Carnet de voyage – La Belle Guinée – Julie Ladret

5. Les rebelles

La démence diurne enfante ses macchabées à la pupille dilatée. Le blanc immaculé des orbites semble accuser le ciel… Une plaie béante dissocie presque la tête du corps raide, le sang est noir comme un reste d’homme…

Tatoué aux endroits cachés, l’assaillant trône. Respiration saccadée, il essuie son front détrempé de sueur droguée… Il ne voit qu’un flou «Tue, tue, tu existes en négation à la vie. Ta réalité est une mer de sang noyée d’innommables ennemies…»

Le hurlement d’une femme est un chant fou. Une vie traquée, apeurée, pénétrée de part en part, violée jusqu’à ce qu’elle n’ouvre plus jamais son regard, jusqu’à ce qu’elle…

Silence…Son corps perle. La femme dévoile son dernier souffle, libère ses paupières et le fixe… Elle le fige dans sa propre horreur, elle lui renvoie un mirage de lave et de sang…
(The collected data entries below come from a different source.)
PR #109, opened 2020-02-21
Bug 1806915: remove runlevel=1 from service-ca-operator owned namespaces

stlaz:


stlaz:
/retry
interesting, SCC admission fail, aside from other operators failing as well

stlaz:
/hold
testing with the operand's SA being able to access all SCCs

bindata/v4.0.0/controller/role.yaml
```diff
@@ -4,6 +4,14 @@ metadata:
...
   namespace: openshift-service-ca
 rules:
+- apiGroups:
+  - security.openshift.io
+  resources:
+  - securitycontextconstraints
+  resourceNames:
+  - restricted
+  verbs:
+  - use
```
sttts: "use" is a verb?

stlaz: yes, it's used in the SCC admission: https://github.com/openshift/origin/blob/3c26fadaf29adfeefab38907792ebb6167526d3c/vendor/github.com/openshift/apiserver-library-go/pkg/securitycontextconstraints/sccmatching/matcher.go#L74-L74

stlaz:
/retest

The dependency loop eventually got down to cluster-policy-controller not being able to connect to KAS.

https://github.com/openshift/cluster-etcd-operator/pull/233 removes the dependency on DNS, let's see if it can be as good as solving our little dependency loop problem.

stlaz:
this won't solve the problem with upgrades though, that needs library-go fixing, because `ApplyNamespace` only merges NS meta instad of actually applying it.

stlaz:
/remove-lifecycle stale
in theory, this could now work

stlaz:
/retest
infra? AWS internal errors?

stlaz:
/test e2e-aws-operator
yay, the control plane came up

PR #579, opened 2020-02-14
Make dms a 'simple' example

herflis:
- It is now available on https://sn-react-dms.netlify.com/ (dms.demo.sensenet.com will be unavailable)
- All the tracking codes and the privacy policy stuff are removed from the example
---
TODO:
- [x] remove all occurences of dmsservice
- list todos to make it work with dev.demo

- [x] change userprofile to one of the demo workspaces
- [x] fix usermenu (change DMSUserActions scenario to UserActions)
- [x] remove favorite ws feature
- [x] remove follow ws feature
- [x] fix ws list
- [x] registration action should be added to the dev.demo
- [ ] ~There're examples in the react-component-docs with login required. We should make a part of the dev.demo public to make these stuff available without login.~
- [x] remove user and group management pages and related features
- [x] change actionmenu scenario (from DMSListItems to ContextMenu)
- [x] breadcrumb contextmenu
- [x] document library celltemplates
- [x] batchaction scenario
- [x] add devdemo and demo users to the login screen
- [x] add sharing action to the client-core and sn-redux packages to make it more official
- [x] create a getSharing action to the sn-redux package and remove all the non-dms related stuff from the dms
- [x] shared with me page


examples/sn-react-component-docs/stories/pickers/ExampleApp.tsx
```diff
@@ -11,7 +11,7 @@ import {
 import React from 'react'
 
 const testRepository = new Repository({
-  repositoryUrl: 'https://dmsservice.demo.sensenet.com',
+  repositoryUrl: 'https://dev.demo.sensenet.com',
```
B3zo0: This is not going to work in dev.demo please the `currentPath` parameter in useListPicker.

examples/sn-dms-demo/src/store/shared.ts
```diff
@@ -0,0 +1,100 @@
...
+  if (isFromAction(action, select)) {
+    return { ...state, selected: action.selected }
+  }
+  if (isFromAction(action, setActive)) {
+    return {
+      ...state,
+      active: action.active,
+    }
+  }
+  /** todo: auto-generated success action from @sn/redux */
```
B3zo0: Should this be done?

examples/sn-dms-demo/src/components/Shared.tsx
```diff
@@ -1,16 +1,185 @@
...
+            selected={this.props.selected}
+            onRequestSelectionChange={this.props.select}
+            active={this.props.active}
+            icons={icons}
+            items={this.props.sharedItems}
+            fieldsToDisplay={['DisplayName', 'ModifiedBy', 'ModificationDate']}
+            onRequestActiveItemChange={this.props.setActive}
+            displayRowCheckbox={false}
+            onRequestActionsMenu={(ev, content) => {
+              ev.preventDefault()
```
B3zo0: I see an error when I try to open context menu in shared view. I've logged in with devdog and businesscat shared a doc with me. `Uncaught TypeError: content.Actions.filter is not a function or its return value is not iterable`

packages/sn-redux/src/reducers/sharing.ts
```diff
@@ -0,0 +1,35 @@
+import { combineReducers, Reducer } from 'redux'
+import { SharingLevel, SharingMode } from '@sensenet/client-core'
+
+export interface SharingEntry {
```
B3zo0: This interface is the same as ODataSharingResponse from client-core. I think it would make sense to use that.

packages/sn-redux/src/Actions.ts
```diff
@@ -584,3 +585,52 @@ export const getSchema = () => ({
...
+ */
+export const share = (options: SharingOptions) => ({
+  type: 'SHARE',
+  payload: (repository: Repository) =>
+    repository.share({
+      content: options.content,
+      identity: options.identity,
+      sharingLevel: options.sharingLevel,
+      sharingMode: options.sharingMode,
+      sendNotification: options.sendNotification || true,
```
B3zo0: This is going to be true even if you don't want to send notification. I suggest to use the new nullish coalescing operator (??) in situations like this.
```suggestion
      sendNotification: options.sendNotification ?? true,
```

packages/sn-client-core/src/Repository/Repository.ts
```diff
@@ -301,6 +303,25 @@ export class Repository implements Disposable {
...
+    return await this.executeAction<{}, ODataSharingResponse>({
+      idOrPath: options.content.Id,
+      method: 'POST',
+      name: 'Share',
+      body: {
+        token: options.identity.toString(),
+        content: options.content,
+        level: options.sharingLevel,
+        mode: options.sharingMode,
+        sendNotification: options.sendNotification || true,
```
B3zo0: See my comment below.
```suggestion
        sendNotification: options.sendNotification ?? true,
```

examples/sn-dms-demo/src/store/shared.ts
herflis: It's not my comment, but I think it should be revisited later, when we return to finish the sharing dialog.

herflis:
@B3zo0 I've removed the related scenario from the profile action, so after the next daily rebuild there will be no 'My Profile' menuitem, Trash page is also added, however it is not possible to restore items from the trash (like on the trash page of the admin-ui), we should create an issue for that.

PR #591, opened 2020-03-10
fix frontend crash after deleting from tree

pusztaienike:
- [X] Current-content, selectionService.activeContent and selectionService.selection have been changed to the deleted item's parent.
- [X] Tests have been created for modify and delete action as well


herflis:
deleted content does not dissapear from the tree:

[screencast](https://gifyu.com/image/IGoL)

dialog buttons are not aligned well:

image

pusztaienike:
> deleted content does not dissapear from the tree:
> 
> [screencast](https://gifyu.com/image/IGoL)
> 
> dialog buttons are not aligned well:
> 
> image

**Deleting on root has ben fixed
Style will be fixed in https://github.com/SenseNet/sn-client/pull/593**

PR #617, opened 2020-04-02
DocViewer fixes

herflis:
- [x] toolbar is added, so now thumbnails and comments could be shown
- [x] additionally added to the toolbar: zooming, rotating and fitting functions
- [x] fix: adding comments returned error always, because the x and y coordinates were floating numbers and the request body was not a valid json. These two params' type is changed to string.

TODOs for the future (issues should be created):
(Each of the below feature has its placeholder, a button without the actual function implemented.)

- [ ] comments revamp and missing stuff
- [ ] download
- [ ] print
- [ ] save
- [ ] share
- [ ] watermark
- [ ] managing shapes

### DIFF
--- a/packages/sn-document-viewer-react/src/components/document-widgets/ToggleComments.tsx
+++ b/packages/sn-document-viewer-react/src/components/document-widgets/ToggleComments.tsx
@@ -11,10 +11,10 @@ export const ToggleCommentsWidget: React.FC = () => {
   const viewerState = useViewerState()
   return (
     <ToggleBase
-      isVisible={false}
+      isVisible={viewerState.showComments}
       title={localization.toggleComments}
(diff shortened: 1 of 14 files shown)


packages/sn-document-viewer-react/src/components/document-widgets/ToggleComments.tsx
```diff
@@ -11,10 +11,10 @@ export const ToggleCommentsWidget: React.FC = () => {
   const viewerState = useViewerState()
   return (
     <ToggleBase
-      isVisible={viewerState.showComments}
+      isVisible={false}
```
B3zo0, line 14: With this change we lose the ability to close the comments section. Is that something that you want?

PR #633, opened 2020-04-09
Download action to the contextmenu

herflis:
Download action was missing from the context menu, because Browse action is now used on Files as metadata browse as on other types of content (in the old sensenet, the Browse action on Files was actually download).
I've added a statement to check if the Browse action is available and the content's type is file and then put the action Download to the context menu. The underlying logic, the actual download method was already there in the js client code.

### DIFF
--- a/apps/sensenet/src/components/context-menu/content-context-menu.tsx
+++ b/apps/sensenet/src/components/context-menu/content-context-menu.tsx
@@ -44,6 +44,13 @@ export const ContentContextMenu: React.FunctionComponent<ContentContextMenuProps
       }
       const contentActions = contentFromCallback.Actions.filter((action) => !action.Forbidden)
 
+      if (contentActions.findIndex((action) => action.Name === 'Browse' && props.content.IsFile)) {
+        contentActions.push({
+          Name: 'Download',
+          DisplayName: 'Download',
+        } as ActionModel)
+      }
+
       if (isWriteAvailable(contentFromCallback)) {
         // If write is available it means that we have two actions. We want to show only the open edit for the user.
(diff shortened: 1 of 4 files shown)


apps/sensenet/src/components/context-menu/content-context-menu.tsx
```diff
@@ -44,6 +44,13 @@ export const ContentContextMenu: React.FunctionComponent<ContentContextMenuProps
       }
       const contentActions = contentFromCallback.Actions.filter((action) => !action.Forbidden)
 
+      if (contentActions.findIndex((action) => action.Name === 'Browse' && props.content.IsFile)) {
```
B3zo0, line 47: I would rather use `array.some` here. findIndex can return with 0 which is falsy but a valid index number.

packages/sn-default-content-types/src/DefaultContentTypes.ts
```diff
@@ -94,6 +94,8 @@ export class GenericContent {
   public Depth?: number
   /* This field is true if content is in a system folder/trash or the content is a system folder/file. */
   public IsSystemContent?: boolean
+  /* This field is true if content the content is a file. */
```
B3zo0, line 97:
```suggestion
  /* This field is true if the content is a file. */
```

apps/sensenet/src/components/context-menu/content-context-menu.tsx
herflis: Changed it `some` and changing it also highlighted another bug with the props.content so it is also changed to contentFromCallback :)

PR #568, opened 2020-01-31
authentication rework

B3zo0:
### client-core

- Changed RepositoryConfiguration from class to interface for better typing experience. It is not tightly coupled with GenericContent now.
  - ❗ sessionLifetime property is moved from repository configuration to JWTService
  - 🆕 **token** can be passed to the repository configuration. This will be sent with all requests as an Authorization header.

### default-content-types

- 🆕 AllFieldNames type! This can be used in places where we used `Array<keyof GenericContent>`. This type extracts all the keys of fields from every content type we have in default content types.

### snapp

- useContentRouting hook is refactored to a simple class that needs repository object to instantiate. Also it is renamed to ContentContextService.
- Repository selector is removed.
- repositories and lastRepository props are removed from personal settings.
- useSession is not valid anymore. With oidc auth we don't store any information on the reposiotry object. This is replaced with useCurrentUser which holds the value of the current sensenet user. You can get the oidc user from useOidcAuthentication hook.

## Todo

- [x] Convert an example app to use the new authentication method
- [x] Create package for oidc-authentication components
- [x] ~Move `GetClientRequestParameters` action to repository~ `// This is not needed because this action is only needed for admin-ui`
- [x] Include min version of oidc-client on production build // This is included by default
- [x] Add tests to `@sensenet/authentication-oidc-react` package
- [x] Change all example app to use the new authentication
  - [x] ~Create a new package with common components (login, repositoryProvider with auth)~ `// not going to do this in this pr`
- [x] Create documentation ~& blog post about the changes, a tutorial maybe?~ `// basic documentation is added to the readme.md of @sensenet/authentication-oidc-react`

PR #634, opened 2020-04-14
Change landing page after login

pusztaienike:


apps/sensenet/src/components/login/Login.tsx
```diff
@@ -112,7 +111,7 @@ export const Login = () => {
         })
         if (match.path === '/login') {
           await sleepAsync(1800)
-          const { from } = location.state || { from: { pathname: `/${btoa(repoToLogin.configuration.repositoryUrl)}` } }
+          const { from } = { from: { pathname: `/${btoa(repoToLogin.configuration.repositoryUrl)}` } }
           history.replace(from)
```
B3zo0, line 115: While this is going to be removed in #568 . We can merge this if you want. The desired behavior should be also in the new auth pr. 
```suggestion
          history.replace(`/${btoa(repoToLogin.configuration.repositoryUrl)}`)
```

PR #639, opened 2020-04-15
Create loader for move/copy

pusztaienike:
-  [x] create loader for move/copy 
To keep the "unity" in admin-ui I have created the same logic as in delete dialog.


B3zo0:
I think it would make sense to let the user cancel the copy-move dialog if he/she wants.
Right now you can click outside the dialog and it will close but not cancel the request.
1. cancel button should not be in disabled state
2. the request should be cancelable
3. we should let or not let the user exit the dialog by clicking outside. If we allow it it should cancel the request. if we not allow it then the only way a user can exit the dialog is the cancel button.

pusztaienike:
> I think it would make sense to let the user cancel the copy-move dialog if he/she wants.
> Right now you can click outside the dialog and it will close but not cancel the request.
> 
> 1. cancel button should not be in disabled state
> 2. the request should be cancelable
> 3. we should let or not let the user exit the dialog by clicking outside. If we allow it it should cancel the request. if we not allow it then the only way a user can exit the dialog is the cancel button.

I have disabled the close on "click away" and "esc key" actions on these 3 batch action dialogs.
The user should not cancel the requst because it can cause some not intended behaviour.

PR #646, opened 2020-04-21
Fix default value of rootPath on explore component

taki9:
Explore component rendered empty because rootPath was undefined.

- [x] Container item page render correctly


B3zo0:
I think it make sense to remove this condition from explore then.
https://github.com/SenseNet/sn-client/blob/develop/apps/sensenet/src/components/content/Explore.tsx#L72

PR #658, opened 2020-04-30
Docviewer stlye revamp

pusztaienike:
- [X] When opening a document the command palette's icon in the header becomes black
- [X] The docviewer's header should be the same color as the sidebar with no shadow
- [X] The icons color should be the same as the sidebar icons, when active the color should be #26A69A
- [X] The comment icon is too far away from the close button
- [X] When the comments are opened the add comment link should be under the title
- [X] The cancel button should be outlined Screen Shot 2020-04-23 at 14.48.14.png -> should be white/black without outlined style

- [X] Question: Is there a need for multiple rotate functions (there are two separate right now) and multiple resizing tools?
Yes. One is for the page and one is for the document

+1: Approve dialog button style change
image


packages/sn-document-viewer-react/src/components/document-widgets/ToggleThumbnails.tsx
```diff
@@ -1,12 +1,12 @@
-import React from 'react'
-import { styles } from '../styles'
+import React, { CSSProperties } from 'react'
+//import { styles } from '../styles'
```
zoltanbedi, line 2:
```suggestion
```

packages/sn-document-viewer-react/src/components/document-widgets/ToggleThumbnails.tsx
```diff
@@ -17,8 +17,11 @@ export const ToggleThumbnailsWidget: React.FC = () => {
       <svg
         version="1.1"
         xmlns="http://www.w3.org/2000/svg"
-        style={{ width: '1em', height: '1em' }}
-        fill={viewerState.showThumbnails ? styles.colors.icon.inactive : styles.colors.icon.active}
+        style={
+          viewerState.showThumbnails
+            ? { width: '1em', height: '1em', fill: props.activeColor }
```
taki9, line 21: props.style not needed in this case?

PR #669, opened 2020-05-07
Layout standardization

pusztaienike:
### Main changes:
I have created a new service (called: DialogActionService) where we can store the actual action and we can use it from every components as a hook (useDialogActionService). It has only two observable values: activeAction and contentTypeNameForNewContent. The contentTypeNameForNewContent is needed only for 'new' action, cause we should pass the contentTypeName for the New component depending on which Type is selected from the AllowedChildTypes list under AddButton.
If no action is active the activeAction should be undefined.

I also removed every props which are unneccesary cause of the new version of action handling.
Previous solution was: [this](https://teams.microsoft.com/l/file/FE8D2FA8-6845-4C05-AD04-A8CD3F9ECF72?tenantId=6069be31-3d96-48fc-af43-2ed5a1538540&fileType=pdf&objectUrl=https%3A%2F%2Fsensenet.sharepoint.com%2Fsites%2Fsnteam%2FMegosztott%20dokumentumok%2FGeneral%2Fdiagrams%2Ffrontend%20related%20diagrams%2FPropsRelatedEditAndBrowseInExplore.pdf&baseUrl=https%3A%2F%2Fsensenet.sharepoint.com%2Fsites%2Fsnteam&serviceName=teams&threadId=19:1faf3f23c2424349b60b15aa7bb80569@thread.skype&groupId=923b6850-5d6d-4acb-a28c-f15ae7b409e2)

--------
### Corresponded issue:
The visibility of the tree and the breadcrumb is quite confusing now on the admin-ui and should be standardized a bit.

- [x] **edit properties** -> tree + breadcrumb
- [x] **new** -> tree + breadcrumb
- [x] **browse** -> tree + breadcrumb
- [x] **versions** -> tree + breadcrumb
- [x] **edit binary** -> filename and a back/close button that navigates back to the related list (content types, setup, localization)
- [x] **wopiedit/wopiview** -> filename and a back/close button
- [x] **doc preview** -> theres a close button on its own toolbar, but it would be better if it will be like at the other ones with a toolbar (e.g. edit binary)
- [x] **delete** -> it is good as is it is ✔

- [x] **users&groups** will have a custom ui but here could be also both tree and breadcrumb visible in the future, but here the breadcrumb root should be /Root/IMS/Public, the user should not be able to navigate above that
--------

### Action plan:
- [ ] **set permission**s 
--> tree + breadcrumb
- [ ] **if I open a CTD, Settings or Localization file to edit the related drawer item forgets that it is active**
--> It will be solved after refactor of urls and components
- [ ] **should use query builder instead of this**
apps/sensenet/src/components/content/Commander.tsx
`history.push(`${applicationPaths.newProperties}?path=${activeParent.Path}`)`
-->Commander will be removed in the future

- [ ] **dependency injection is not needed**
apps/sensenet/src/hooks/use-dialogaction-service.ts
-->It would be a big task to avoid the usage of injection -> should plan it later

- [ ] **onNavigate function is duplicated**
apps/sensenet/src/components/users-and-groups.tsx
--> onNavigate should be a hook, and should be refactored content/index.tsx as well 
[onNavigateSecondary can be removed after Commander will be deleted, onNavigate should be changed with the hook what we create later]
 
- [x] **eslint rule for ordering imports**
not related to this PR, New issue is opened for this #683


herflis:
Some related (and non-related) minor issues that I think should be fixed in the context of this task:

- [ ] on the edit form the icon in the title should be a link and when a user clicks it he should be navigated to the related CTD (if it is a bigger task that is seems, we could move it to a separate issue)
- [ ] in titles (on forms or dialogs) the actual content name part should be a bit more highlighted (change its font-weight to 500)
image
- [ ] modifiedby field on browse view is empty
image
- [ ] last column's title on the versions table rather should be simply 'Restore' 
- [ ] if I open a CTD, Settings or Localization file to edit the related drawer item forgets that it is active

pusztaienike:
### Findings from Zoli

- [ ] During "Add new" process Addbutton should be disabled
---
**apps/sensenet/src/components/MainRouter.tsx**
`const VersionProperties = lazy(() => import(/* webpackChunkName: "newProperties" */ './version/version-properties')) `
- [ ]  wrong chunkname
---
**apps/sensenet/src/components/content-list/content-list.tsx**
- [ ]  should avoid variables like 'a' or 'c' 
---
**apps/sensenet/src/components/content-types.tsx**
`// eslint-disable-next-line react-hooks/exhaustive-deps`
- [ ] only if it really needed, should avoid this otherwise
---
**apps/sensenet/src/components/content/Commander.tsx**
`history.push(`${applicationPaths.newProperties}?path=${activeParent.Path}`)`
- [ ] should use query builder instead of this
---
**apps/sensenet/src/components/content/Explore.tsx**
`<VersionView handleCancel -> `
- [ ] async is not needed 
`onActivateItem={(content) => onActivateItemOverride(content)} `
- [ ] should be onActivateItem={onActivateItemOverride}
---
**apps/sensenet/src/components/localization.tsx
apps/sensenet/src/components/search/saved-queries.tsx
apps/sensenet/src/components/setup/setup.tsx**
`// eslint-disable-next-line react-hooks/exhaustive-deps`
- [ ] duplicated parts of code
---
**apps/sensenet/src/components/new/new-properties.tsx**
- [ ]  handleCancel - async is not needed 
---
**apps/sensenet/src/components/tree/tree-with-data.tsx**
`!itemCount || itemCount == null`
- [ ] the first condition is stronger than the second (second is not needed)
---
**apps/sensenet/src/components/users-and-groups.tsx**
- [ ] onNavigate function is duplicated
---
**apps/sensenet/src/components/view-controls/edit-view.tsx**
- [ ] magic pixels should be stored in "global variables"
    here as well: 
        - apps/sensenet/src/components/view-controls/version-view.tsx és
        - apps/sensenet/src/components/view-controls/new-view.tsx
        - apps/sensenet/src/components/view-controls/version-view.tsx
---
**apps/sensenet/src/components/view-controls/new-view.tsx**
` props.submitCallback && props.submitCallback()`
- [ ] props.submitCallback?.()
---
**apps/sensenet/src/components/view-controls/version-view.tsx**
- [ ] not a form
---
**apps/sensenet/src/components/view-controls/version-view.tsx**
- [ ] import Button from '@material-ui/core/Button' andimport { } from '@material-ui/core' -> should use only one method
- [ ] if (content === undefined) return null - else is not needed, cause of return statement
- [ ] props.handleCancel && props.handleCancel() -> props.handleCancel?.()
---
**apps/sensenet/src/hooks/use-dialogaction-service.ts**
- [ ] dependency injection is not needed
---
**apps/sensenet/src/components/version/version-properties.tsx
apps/sensenet/src/components/edit/edit-properties.tsx
apps/sensenet/src/components/browse/browse-properties.tsx**
- [ ]     HOC?
---
- [ ] eslint rule for ordering imports

apps/sensenet/src/components/content/Explore.tsx
```diff
@@ -95,45 +121,94 @@ export function Explore({ currentPath, onActivateItem, onNavigate, rootPath, fie
...
+                            ) : (
+                              <span>
+                                Info about{' '}
+                                <span style={{ fontWeight: 500 }}>
+                                  {selectionService.activeContent.getValue()?.DisplayName}
+                                </span>
+                              </span>
+                            )}
+                            <span
+                              onClick={async () => {
```
herflis, line 153:
```suggestion
title={`Open ${selectionService.activeContent.getValue()!.Type} CTD`}
                              onClick={async () => {
```

PR #703, opened 2020-06-11
Browse type cleanup

taki9:


herflis:
It's probably not related to this issue, but in the trash there's a myterious padding on the left

image

PR #707, opened 2020-06-17
Protected sn routes & custom content pages

taki9:


apps/sensenet/src/hooks/use-drawer-items.tsx
```diff
@@ -44,26 +109,24 @@ export const useDrawerItems = () => {
...
         case 'ContentTypes':
           return <Widgets />
         case 'Localization':
           return <Language />
-        case 'Trash':
-          return <Delete />
         case 'Setup':
           return <Build />
+        case 'CustomContent':
+          return <Folder />
```
herflis, line 129:
```suggestion
          return item.settings && item.settings.icon ? (
            <Icon item={{ ContentTypeName: item.settings.icon }} />
          ) : (
            <Folder/>
          )
```

herflis:
There was a setting on drawer items where the users could set which columns should be displayed on the grid
{
  "itemType": "Content",
  "settings": {
    "description": "Explore your content",
    "icon": "Workspace",
    "title": "Content",
    **"columns": ["DisplayName", "ModifiedBy", "ModificationDate"],**
    "browseType": "explorer",
    "root": "/Root"
  }
}

It would be awesome to add/keep this functionality in the new solution if it is not a huge work 🙂

PR #790, opened 2020-08-13
Dashboard revamp

taki9:
- the price of the plan is missing
- what is the unit of storage space?


pusztaienike:
ERROR in src/components/dashboard/index.tsx:1:17
TS6133: 'User' is declared but its value is never read.
  > 1 | import { Group, User } from '@sensenet/default-content-types'

herflis (approved):

PR #195, opened 2023-05-18
Allow testing building crowd_anki/dist when Pipfile.lock is changed

### LINKED ISSUE #182: Add test for running `fetch_dependencies.sh` (building `dist/`)
This should only be called when `Pipfile.lock` is modified, to avoid unnecessary load for GitHub.

This should help us avoiding merging PRs like #176.

<hr/>

Having `dist/` built (and cached) would also be valuable in the future for running end-to-end UI tests (once they're written), so that the CrowdAnki add-on code is exactly in the form it would be on a user's machine.

<hr/>

This should include a test that our dulwich build is pure python.

aplaice:
The uploaded artifact is currently unused.

Fix #182.

We check for changes to both Pipfile and Pipfile.lock to avoid stale a Pipfile.lock.

This will result in some false positive runs of this workflow, when we've, say, added a new script to Pipfile, without changing dependencies.

We will also have false positives when only dev dependencies have been updated.

### DIFF
--- a/.github/workflows/fetch_dependencies.yml
+++ b/.github/workflows/fetch_dependencies.yml
@@ -1,0 +1,38 @@
+name: Fetch dependencies into dist
+
+on:
+  pull_request:
+    paths: [Pipfile, Pipfile.lock]
+  push:
+    branches: [master]
+    paths: [Pipfile, Pipfile.lock]
+
+jobs:
+  fetch_dependencies:
+    runs-on: ubuntu-latest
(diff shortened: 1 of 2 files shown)


aplaice:
Ugh, that didn't work (see:

https://github.com/Stvad/CrowdAnki/actions/runs/5040054106/jobs/9038569945?pr=194
)

(Process substitution (`<()`) issues?)

PR #197, opened 2023-06-25
Create action for generating a packaged plugin artifact

aplaice:
This only applies when pushing to a tag.

The yaml files is closely based on the already existing fetch_dependencies workflow.  It doesn't try to re-use the `dist/` artifact generated in the fetch_dependencies workflow to avoid complexity (and because this workflow will be run only rarely, anyway).

* Update generated UI files

* Avoid caching pip wheels when building dist/

Otherwise, if this version of pyyaml was earlier installed (even in a different project!), then pip will use the locally generated and cached pyyaml wheel, despite the `--no-binary`.


aplaice:
For later reference, in case anybody is curious — this doesn't automatically upload the release artifact into the release corresponding to the tag, because AFAIU this requires granting the "write repository" permission to the workflow, which I'd strongly prefer to avoid doing, since that permission also allows modifying the git history (which would be problematic in case of a vulnerability in the GitHub actions/workflow system).

Issue #3, opened 2016-09-01
Require a license statement, and embed it in the JSON


nicolas-raoul:
Having a license lets people fork decks without worrying about legal trouble.
In case of share-alike licenses like CC-BY-SA or GNU-GPL, the license also prevents people from selling a derived deck without publishing it freely too.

«Manche longue ou manche courte?», la bouche de l’assaillant se perd dans un rictus haineux. Ces mots le frappent dans la tête comme les tambours incessants, comme les milliers de cœurs de ses victimes mutilées…

Les bras, les jambes s’entassent dans l’immense charnier de son âme. Les bras de son père, le regard de sa mère… Et ces autres qui l’empoignent, l’enserrent, le droguent et le transforment par une immonde alchimie…

Même la famille ne reconnaît plus l’enfant, tellement détruit, écorché, griffé par l’effroyable réalité que ma peau blanche a créée.

Être sans famille sur cette terre rougie de heurts, c’est être une ombre, un oublié, une erreur…C’est ne plus être…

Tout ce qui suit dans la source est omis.